*** EXTRACTED RECORDS Section Begins ***
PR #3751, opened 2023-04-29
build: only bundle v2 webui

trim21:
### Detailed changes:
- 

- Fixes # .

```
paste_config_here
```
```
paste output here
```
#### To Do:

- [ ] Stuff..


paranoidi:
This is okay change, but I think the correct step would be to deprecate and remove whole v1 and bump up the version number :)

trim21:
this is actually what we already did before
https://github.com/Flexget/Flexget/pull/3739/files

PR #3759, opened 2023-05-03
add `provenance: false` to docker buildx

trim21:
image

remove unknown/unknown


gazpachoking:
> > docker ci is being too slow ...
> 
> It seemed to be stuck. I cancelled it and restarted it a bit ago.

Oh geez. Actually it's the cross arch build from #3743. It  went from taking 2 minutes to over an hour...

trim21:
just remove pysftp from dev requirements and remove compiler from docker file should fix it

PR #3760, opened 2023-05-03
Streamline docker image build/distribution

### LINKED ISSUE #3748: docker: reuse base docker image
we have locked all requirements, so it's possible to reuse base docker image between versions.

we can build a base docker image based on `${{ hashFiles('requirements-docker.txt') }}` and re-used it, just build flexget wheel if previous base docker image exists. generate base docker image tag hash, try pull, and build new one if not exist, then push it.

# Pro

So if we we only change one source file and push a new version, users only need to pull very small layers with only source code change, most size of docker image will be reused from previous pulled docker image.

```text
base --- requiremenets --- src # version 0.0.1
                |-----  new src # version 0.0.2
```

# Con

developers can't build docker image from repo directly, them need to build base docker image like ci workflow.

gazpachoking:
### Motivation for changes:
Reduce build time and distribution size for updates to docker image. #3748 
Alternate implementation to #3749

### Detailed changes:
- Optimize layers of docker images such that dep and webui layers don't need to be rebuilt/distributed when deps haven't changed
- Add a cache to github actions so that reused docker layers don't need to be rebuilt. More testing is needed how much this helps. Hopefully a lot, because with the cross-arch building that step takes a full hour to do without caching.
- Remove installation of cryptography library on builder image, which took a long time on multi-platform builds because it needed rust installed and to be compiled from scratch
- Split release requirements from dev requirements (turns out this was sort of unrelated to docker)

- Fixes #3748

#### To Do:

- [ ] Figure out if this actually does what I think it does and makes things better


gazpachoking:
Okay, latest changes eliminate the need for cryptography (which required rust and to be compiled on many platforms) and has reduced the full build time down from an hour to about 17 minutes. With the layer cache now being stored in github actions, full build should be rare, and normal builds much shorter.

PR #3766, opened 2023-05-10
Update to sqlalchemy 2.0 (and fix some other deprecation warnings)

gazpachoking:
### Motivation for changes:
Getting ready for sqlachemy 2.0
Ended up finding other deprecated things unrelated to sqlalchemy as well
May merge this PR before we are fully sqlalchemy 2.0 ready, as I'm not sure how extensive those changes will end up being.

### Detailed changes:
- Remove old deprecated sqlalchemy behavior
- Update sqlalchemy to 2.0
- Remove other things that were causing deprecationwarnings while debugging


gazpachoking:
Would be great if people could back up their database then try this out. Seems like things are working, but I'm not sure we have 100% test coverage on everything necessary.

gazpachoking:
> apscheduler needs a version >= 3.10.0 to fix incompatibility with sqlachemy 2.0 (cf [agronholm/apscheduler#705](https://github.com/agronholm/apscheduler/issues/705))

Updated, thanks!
*** EXTRACTED RECORDS Section Ends ***
*** EXTRACTED RECORDS Section Begins ***
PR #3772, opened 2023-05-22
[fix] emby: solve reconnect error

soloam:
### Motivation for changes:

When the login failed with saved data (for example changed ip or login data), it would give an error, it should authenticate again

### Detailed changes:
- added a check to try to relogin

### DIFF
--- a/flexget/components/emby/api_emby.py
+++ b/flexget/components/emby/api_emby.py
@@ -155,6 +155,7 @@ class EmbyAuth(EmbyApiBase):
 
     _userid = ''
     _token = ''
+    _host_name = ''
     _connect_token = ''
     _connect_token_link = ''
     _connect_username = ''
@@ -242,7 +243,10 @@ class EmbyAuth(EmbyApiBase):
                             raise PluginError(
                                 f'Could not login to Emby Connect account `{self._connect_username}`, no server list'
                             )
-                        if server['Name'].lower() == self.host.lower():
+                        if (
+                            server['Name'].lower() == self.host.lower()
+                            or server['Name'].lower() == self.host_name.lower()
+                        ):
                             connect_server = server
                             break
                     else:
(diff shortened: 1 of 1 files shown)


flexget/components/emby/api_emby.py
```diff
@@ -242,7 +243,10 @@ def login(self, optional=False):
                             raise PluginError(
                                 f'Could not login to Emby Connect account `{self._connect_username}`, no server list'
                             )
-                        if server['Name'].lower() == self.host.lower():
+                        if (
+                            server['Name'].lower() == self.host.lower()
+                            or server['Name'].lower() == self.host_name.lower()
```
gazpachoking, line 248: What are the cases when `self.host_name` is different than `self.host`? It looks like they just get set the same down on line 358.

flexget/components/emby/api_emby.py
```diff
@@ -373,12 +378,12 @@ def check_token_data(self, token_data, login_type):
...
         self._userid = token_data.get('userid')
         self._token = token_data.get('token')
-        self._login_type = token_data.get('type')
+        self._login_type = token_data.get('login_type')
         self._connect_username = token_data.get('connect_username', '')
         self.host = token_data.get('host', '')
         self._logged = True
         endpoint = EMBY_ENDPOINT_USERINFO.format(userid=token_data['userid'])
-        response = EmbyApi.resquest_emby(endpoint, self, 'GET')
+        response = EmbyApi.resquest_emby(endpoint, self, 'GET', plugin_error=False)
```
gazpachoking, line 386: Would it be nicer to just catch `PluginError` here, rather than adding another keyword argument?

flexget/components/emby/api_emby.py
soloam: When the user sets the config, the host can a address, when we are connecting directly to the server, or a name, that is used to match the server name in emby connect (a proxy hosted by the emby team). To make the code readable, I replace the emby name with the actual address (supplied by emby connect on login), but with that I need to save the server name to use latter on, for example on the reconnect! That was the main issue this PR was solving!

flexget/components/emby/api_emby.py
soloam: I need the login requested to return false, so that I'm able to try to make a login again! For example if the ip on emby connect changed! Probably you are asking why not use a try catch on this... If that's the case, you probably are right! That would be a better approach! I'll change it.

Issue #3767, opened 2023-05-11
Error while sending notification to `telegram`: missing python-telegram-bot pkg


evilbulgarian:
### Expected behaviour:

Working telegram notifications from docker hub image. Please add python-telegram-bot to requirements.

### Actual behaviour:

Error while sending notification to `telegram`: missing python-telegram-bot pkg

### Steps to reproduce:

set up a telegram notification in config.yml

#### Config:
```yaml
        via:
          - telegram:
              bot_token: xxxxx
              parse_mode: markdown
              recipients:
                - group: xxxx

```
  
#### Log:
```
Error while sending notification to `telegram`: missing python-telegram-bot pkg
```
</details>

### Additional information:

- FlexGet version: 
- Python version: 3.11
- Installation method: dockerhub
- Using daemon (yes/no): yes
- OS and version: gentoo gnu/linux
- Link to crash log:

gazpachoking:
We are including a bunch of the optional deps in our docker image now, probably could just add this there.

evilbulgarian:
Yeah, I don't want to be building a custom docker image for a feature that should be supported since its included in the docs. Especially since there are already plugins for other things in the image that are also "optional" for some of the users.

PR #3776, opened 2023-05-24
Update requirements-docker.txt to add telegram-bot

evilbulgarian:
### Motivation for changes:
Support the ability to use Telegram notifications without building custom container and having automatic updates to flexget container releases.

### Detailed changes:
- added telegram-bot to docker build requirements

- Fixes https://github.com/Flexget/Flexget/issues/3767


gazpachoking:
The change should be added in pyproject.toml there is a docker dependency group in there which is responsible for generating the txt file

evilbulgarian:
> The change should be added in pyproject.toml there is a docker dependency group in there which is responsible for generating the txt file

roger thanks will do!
*** EXTRACTED RECORDS Section Ends ***
*** EXTRACTED RECORDS Section Begins ***
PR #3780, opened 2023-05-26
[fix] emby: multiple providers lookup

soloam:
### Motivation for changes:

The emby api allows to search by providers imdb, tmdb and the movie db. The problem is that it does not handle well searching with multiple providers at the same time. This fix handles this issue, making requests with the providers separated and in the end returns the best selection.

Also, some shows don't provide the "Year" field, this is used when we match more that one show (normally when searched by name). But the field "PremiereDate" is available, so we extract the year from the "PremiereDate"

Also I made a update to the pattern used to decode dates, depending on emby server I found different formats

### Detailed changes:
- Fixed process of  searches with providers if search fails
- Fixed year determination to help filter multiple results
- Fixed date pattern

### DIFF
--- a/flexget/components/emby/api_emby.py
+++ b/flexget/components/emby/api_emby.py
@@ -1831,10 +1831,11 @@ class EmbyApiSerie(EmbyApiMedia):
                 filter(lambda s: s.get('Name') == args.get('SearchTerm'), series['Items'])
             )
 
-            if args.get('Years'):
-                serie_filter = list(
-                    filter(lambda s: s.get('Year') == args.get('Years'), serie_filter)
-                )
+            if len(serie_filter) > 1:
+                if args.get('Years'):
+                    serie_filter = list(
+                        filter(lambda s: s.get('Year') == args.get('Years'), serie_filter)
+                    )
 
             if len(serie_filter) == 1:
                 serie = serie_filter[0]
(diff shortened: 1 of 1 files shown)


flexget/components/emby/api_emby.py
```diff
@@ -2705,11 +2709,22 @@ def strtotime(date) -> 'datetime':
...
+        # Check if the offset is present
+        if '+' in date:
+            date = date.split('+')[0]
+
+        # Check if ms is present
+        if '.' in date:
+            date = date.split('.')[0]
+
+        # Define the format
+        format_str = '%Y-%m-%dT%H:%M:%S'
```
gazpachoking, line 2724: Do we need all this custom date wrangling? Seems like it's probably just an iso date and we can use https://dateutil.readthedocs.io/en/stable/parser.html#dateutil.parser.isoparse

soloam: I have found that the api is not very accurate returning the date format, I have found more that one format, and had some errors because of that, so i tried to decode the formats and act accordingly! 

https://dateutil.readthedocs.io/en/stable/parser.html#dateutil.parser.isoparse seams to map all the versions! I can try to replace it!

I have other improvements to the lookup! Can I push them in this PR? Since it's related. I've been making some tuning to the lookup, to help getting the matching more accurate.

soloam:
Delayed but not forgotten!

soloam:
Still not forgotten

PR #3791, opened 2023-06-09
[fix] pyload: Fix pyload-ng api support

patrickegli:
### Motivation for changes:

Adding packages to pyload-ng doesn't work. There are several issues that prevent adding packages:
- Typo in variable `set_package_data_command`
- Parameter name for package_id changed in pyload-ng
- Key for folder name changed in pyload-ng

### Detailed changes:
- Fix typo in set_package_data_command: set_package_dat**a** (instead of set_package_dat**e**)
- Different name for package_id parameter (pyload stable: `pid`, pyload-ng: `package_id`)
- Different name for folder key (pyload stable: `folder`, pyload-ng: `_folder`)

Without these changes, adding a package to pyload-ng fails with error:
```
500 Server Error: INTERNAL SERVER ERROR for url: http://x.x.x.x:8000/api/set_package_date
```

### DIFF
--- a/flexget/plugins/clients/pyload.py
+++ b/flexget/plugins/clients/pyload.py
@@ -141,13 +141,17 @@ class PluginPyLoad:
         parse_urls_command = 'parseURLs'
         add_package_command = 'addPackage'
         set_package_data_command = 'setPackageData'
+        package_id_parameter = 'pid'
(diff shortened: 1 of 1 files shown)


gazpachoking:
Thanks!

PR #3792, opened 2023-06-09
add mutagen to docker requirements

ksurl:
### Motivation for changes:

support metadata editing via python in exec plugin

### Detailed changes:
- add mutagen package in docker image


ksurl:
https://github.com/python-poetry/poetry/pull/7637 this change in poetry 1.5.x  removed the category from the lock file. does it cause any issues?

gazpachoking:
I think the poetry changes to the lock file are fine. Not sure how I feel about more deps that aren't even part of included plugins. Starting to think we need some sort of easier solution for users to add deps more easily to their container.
*** EXTRACTED RECORDS Section Ends ***
## ASSIGNED TASK
Check every line in the entries for the word "only". State how many have it, with no other text.

## WRITTEN ANSWER
2